Woodcock non se l'aspettava: s'impone ora uno stretto riserbo («conservo nei suoi confronti la medesima stima e il medesimo affetto di sempre»), ma nello stesso tempo confida proprio nel Csm e nelle parole di ieri di uno dei suoi membri più autorevoli, Francesco Menditto: «Sconcertanti tentativi di attaccare le indagini, delegittimando il lavoro del pm.
Lasciamo lavorare i magistrati». Il pm è stato accusato di aver presentato la richiesta di arresto di Vittorio Emanuele di Savoia e degli altri direttamente al gip Iannuzzi senza aspettare la controfirma del suo superiore.

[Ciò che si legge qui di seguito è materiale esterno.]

PR #1261, opened 2022-01-03
fix: Make sure terraform/grunt version is prefixed with v

tim775:
This is a follow up to #1197


aliscott (approved):
LGTM. I'm unable to reproduce this issue, but this seems safe enough to merge anyway.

Ma a suo tempo, quando scattarono le manette, non c'era ancora l'obbligo della controfirma, come prevede ora la riforma Castelli, entrata in vigore lunedì scorso. C'era solo il potere di visto del procuratore e l'obbligo — questo sì — da parte del pm «di informare preventivamente il capo dell'ufficio in ordine a tutte le richieste di misure cautelari», cosa questa che Woodcock è sicuro di aver fatto.

Da Roma, infine, arriva la notizia che la Procura sembra disposta a rimettere in libertà il portavoce di Fini, Salvo Sottile, accusato di concussione sessuale: non esisterebbe più il pericolo di reiterazione del reato. Forse perché Elisabetta Gregoraci nel frattempo è volata a New York.